>>>>>
PR #9555, opened 2022-04-26
Use configured reverse proxy port rather than fixed port

jenting:
## Description
The reverse proxy port is passed into the script `ssh-proxy-command.sh`, it shouldn't be a fixed port `8022`.

## Related Issue(s)
No

## Release Notes

```release-note
No
```

## Documentation

No


mads-hartmann (approved):
Good catch, thanks!

PR #9557, opened 2022-04-26
Build: never lose STDOUT or STDERR when processes fail

meysholdt:
## Description
When a Werft job fails, we always need to have all information available that hint at potential causes.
<<<<<
YOUR TASK
Beginning at the line that holds "The reverse proxy", reproduce each line of the records above down to and including the last one.

EXERCISE OUTPUT
The reverse proxy port is passed into the script `ssh-proxy-command.sh`, it shouldn't be a fixed port `8022`.

## Related Issue(s)
No

## Release Notes

```release-note
No
```

## Documentation

No


mads-hartmann (approved):
Good catch, thanks!

PR #9557, opened 2022-04-26
Build: never lose STDOUT or STDERR when processes fail

meysholdt:
## Description
When a Werft job fails, we always need to have all information available that hint at potential causes.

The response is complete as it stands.